Abstract
Introduction: Immune thrombotic thrombocytopenic purpura (iTTP) in children is a rare form of thrombotic microangiopathy characterized by severe ADAMTS13 deficiency. While caplacizumab has demonstrated efficacy in adults with iTTP, data on its safety and effectiveness in pediatric populations remain limited. Current approvals for pediatric use vary across regulatory agencies, and pediatric patients were excluded from pivotal trials. This scoping review aims to synthesize published evidence on the use of caplacizumab in children with iTTP.
Methods: This scoping review was conducted in accordance with PRISMA guidelines. A systematic search of PubMed and Scopus was performed from database inception through June 2025 to identify studies reporting clinical data on pediatric patients (<18 years) with immune-mediated thrombotic thrombocytopenic purpura (iTTP) treated with caplacizumab. Eligible studies included case reports, case series, and cohort studies involving patients with confirmed iTTP, defined by ADAMTS13 activity <10% and the presence of an ADAMTS13 inhibitor, who received caplacizumab. Extracted data included demographics, clinical presentation, laboratory findings, treatment details, adverse events, and outcomes. Numerical data were reported as medians or means, as appropriate. Percentages were calculated using available denominators, excluding cases with missing data.
Results: Fifteen publications (14 case reports/series and one cohort study) were included, encompassing 36 pediatric patients. The median age was 14 years (range 1–17), with 22% under 12 years. Females comprised 72% (n=26). Neurological symptoms on presentation were reported in 53%, bleeding manifestations in 74%, and renal impairment in 26%. Most patients exhibited classical laboratory features of iTTP: median platelet count 9×10⁹/L, hemoglobin 7 g/dL, schistocytes in 89% of reported smears, and elevated LDH (median 1788 U/L). Troponin was elevated in 77% of reported cases.
Caplacizumab was administered at 10 mg in 75%, 5 mg in 17%, and 11 mg in 8% of patients. Among children under 12 years, 75% received 5 mg. Median treatment duration was 33.5 days (range 14–97). Corticosteroids and rituximab were given in 97% and 92% of patients, respectively. Plasma exchange (TPE) was used in most cases, with 22% receiving >10 sessions.
In terms of efficacy, the median time to platelet count normalization after caplacizumab initiation was 3.5 days (range 2–10), with 80% achieving rapid recovery (within four days). Median hospital stay was 14 days (range 7–90). The mean time to ADAMTS13 recovery was 38.5 days. Notably, all patients demonstrated clinical response, including those treated for severe, refractory, or recurrent TTP. Two patients (6%) relapsed during follow-up; the remaining 94% remained relapse-free. All 36 patients survived. Among three patients with persistently low ADAMTS13 activity, two responded to rituximab, while one required immunoadsorption. These findings suggest potential benefit of caplacizumab even in complex or treatment-resistant cases.

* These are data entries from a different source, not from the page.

PR #303, opened 2023-05-31
Reduce heap allocations by getting rid of temporary std::list and std::string (IDFGH-10298)

0xFEEDC0DE64:
Hi,

I was unhappy with unnecessary std::list and std::string constructions, so I fixed the api.

Do we really need linked lists for pass and error arguments or are sequential memory containers also ok? for stack usage you can now use c style arrays and for dynamic length arguments you can use std::vector.

### DIFF
--- a/components/esp_modem/CMakeLists.txt
+++ b/components/esp_modem/CMakeLists.txt
@@ -37,7 +37,7 @@ idf_component_register(SRCS "${srcs}"
 
 
 set_target_properties(${COMPONENT_LIB} PROPERTIES
-    CXX_STANDARD 17
+    CXX_STANDARD 23
     CXX_STANDARD_REQUIRED ON
     CXX_EXTENSIONS ON
 )
--- a/components/esp_modem/include/cxx_include/esp_modem_command_library.hpp
+++ b/components/esp_modem/include/cxx_include/esp_modem_command_library.hpp
@@ -31,9 +31,9 @@ namespace dce_commands {
  * @param fail_phrase String to be present in the reply to fail this command
  * @param timeout_ms Timeout in ms
  */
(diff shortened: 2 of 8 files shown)


david-cermak:
@0xFEEDC0DE64 Thanks for your contribution!
It makes perfect sense to use `std::string_view` anywhere possible, but we'd like to keep the API compatible with C++11. That's why we use `std::string` (const refs if possible) in public API, but the string_view in private API.
I think we can possibly add a new include folder for users with c++17 and later?

0xFEEDC0DE64:
Could we please increase the minimum required cpp version for esp_modem?

david-cermak:
> Could we please increase the minimum required cpp version for esp_modem?

Any reason you need some C++23 features in `esp_modem` ?

I think we could use C++17 for IDF < `v5.0` or default IDF standard otherwise (which is `gnu++23` in current master).

david-cermak:
We still need to support `esp_modem` with IDF < `v5.0` and we cannot use c++23 with IDF `v4.x`

I agree that using `std::span` and `std:string_view` would be great, but we cannot switch to it at the moment.

@0xFEEDC0DE64 I've put up a draft PR which is trying to address some of the issues here, since we need to
* maintain backward compatibility (still need to use `std::string` based API)
* support IDF `v4.x` (created a simple struct `lw_span` that serves a temp replacement of `std::span`)
* keep c++17 API headers separately, so they could be included only on demand.

PTAL at https://github.com/espressif/esp-protocols/pull/419 ; not very clear solution, but that's probably as far as we can get, I'm open to suggestions.

david-cermak:
As mentioned above, cannot accept the changes at this state. Have created https://github.com/espressif/esp-protocols/pull/419 to followup with your ideas (picked one your commits)

PR #312, opened 2023-06-23
fix(modem): Refactor of DTE callbacks (and other fixes)

david-cermak:
* Simplifies network switching
* Implements inflatable buffer in CMUX and CMD mode
* Sets the ground for URC handling in the library
* Fixes potential data races (adding an extra mutex)

## TODO

- [x] Cleanup, naming
- [x] Make inflatable buffer configurable
- [x] Simplify Term and Netif -- no need for event flags anymore

### DIFF
--- a/components/esp_modem/include/cxx_include/esp_modem_dte.hpp
+++ b/components/esp_modem/include/cxx_include/esp_modem_dte.hpp
@@ -79,6 +79,13 @@ public:
      */
     void set_read_cb(std::function<bool(uint8_t *data, size_t len)> f);
 
+    /**
+     * @brief Sets read callback for manual command processing
+     * Note that this API also locks the command API, which can only be used
+     * after you remove the callback by dte->on_read(nullptr)
+     *
+     * @param on_data Function to be called when a command response is available
+     */
     void on_read(got_line_cb on_data) override;
 
     /**
@@ -122,7 +129,6 @@ protected:
     }
     friend class Scoped<DTE>;                               /*!< Declaring "Scoped<DTE> lock(dte)" locks this instance */
 private:
-    static const size_t GOT_LINE = SignalGroup::bit0;       /*!< Bit indicating response available */
 
     [[nodiscard]] bool setup_cmux();                        /*!< Internal setup of CMUX mode */
     [[nodiscard]] bool exit_cmux();                         /*!< Exit of CMUX mode and cleanup  */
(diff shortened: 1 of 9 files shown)


components/esp_modem/src/esp_modem_dce.cpp
```diff
@@ -21,10 +21,17 @@ static bool exit_data(DTE &dte, ModuleIf &device, Netif &netif)
     netif.stop();
     auto signal = std::make_shared<SignalGroup>();
     std::weak_ptr<SignalGroup> weak_signal = signal;
-    dte.set_read_cb([weak_signal](uint8_t *data, size_t len) -> bool {
+    dte.set_read_cb([&netif, weak_signal](uint8_t *data, size_t len) -> bool {
```
euripedesrocha, line 24: I think we already had this discussion, but, is it safe to capture `netif` by reference here?

components/esp_modem/src/esp_modem_dte.cpp
```diff
@@ -17,53 +17,118 @@ static const size_t dte_default_buffer_size = 1000;
...
 
-command_result DTE::command(const std::string &command, got_line_cb got_line, uint32_t time_ms, const char separator)
+void DTE::set_command_callbacks()
 {
-    Scoped<Lock> l(internal_lock);
-    result = command_result::TIMEOUT;
-    signal.clear(GOT_LINE);
-    primary_term->set_read_cb([this, got_line, separator](uint8_t *data, size_t len) {
-        if (!data) {
+    primary_term->set_read_cb([this](uint8_t *data, size_t len) {
```
euripedesrocha, line 51: In the current state of the code, I *think* we are safe capturing `this` and setting it to the callback, but I would consider start using a `shared_ptr` with `shared_from_this`.

components/esp_modem/src/esp_modem_uart.cpp
```diff
@@ -91,7 +90,6 @@ class UartTerminal : public Terminal {
     static const size_t TASK_INIT = BIT0;
     static const size_t TASK_START = BIT1;
     static const size_t TASK_STOP = BIT2;
-    static const size_t TASK_PARAMS = BIT3;
```
euripedesrocha, line 94: Could you elaborate on why it's no longer needed?

components/esp_modem/include/cxx_include/esp_modem_dte.hpp
```diff
@@ -133,9 +139,68 @@ class DTE : public CommandableIf {
...
+     * @brief Implements an extra buffer that is used to capture partial reads from underlying terminals
+     * when we run out of the standard buffer
+     */
+    struct extra_buffer {
+        extra_buffer(): buffer(nullptr) {}
+        ~extra_buffer()
+        {
+            delete buffer;
+        }
+        std::vector<uint8_t> *buffer;
```
euripedesrocha, line 155: Why use the `vector<>*` instead of `vector<>`?

components/esp_modem/src/esp_modem_dce.cpp
david-cermak: Yes, it is safe (in the current design), as DCE has exclusive ownership of the netif class.
Passing this to the callback should be safe too, as the callback is valid in the current scope and we get the reference from the function params.

components/esp_modem/src/esp_modem_uart.cpp
david-cermak: Yes, I've introduced one new lock to DTE. Starting from 44bae24c we shifted the responsibility of thread safety from Terminal to UART. This fix actually finishes and secures the idea.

Regarding safety, adverse events were infrequent and generally mild. No major or life-threatening bleeding events were reported. Minor bleeding occurred in 11%, with epistaxis, hematuria, and injection site reactions each in 6%. One case of jugular venous thrombosis was documented but not clearly attributed to treatment. In 36% of patients, no adverse events were reported. In 33% of cases, adverse events were not specified, which limits comprehensive assessment. Overall, available data suggest a favorable safety profile in children.
Conclusion:Caplacizumab appears to be both effective and well-tolerated in pediatric iTTP. It was associated with rapid platelet recovery, relatively short hospitalization, and high remission rates, with no reported treatment-related deaths or major bleeding. Notably, many patients were treated off-label below the EMA-approved age or weight thresholds, highlighting the clinical need despite regulatory limitations. Treatment duration and dosing varied across cases, reflecting the absence of standardized pediatric protocols. Long-term data remain sparse, and heterogeneity in reporting limits definitive conclusions. These findings support further investigation of caplacizumab in children through prospective pediatric-specific studies and registries to optimize dosing, monitor long-term safety, and define its role in treatment algorithms.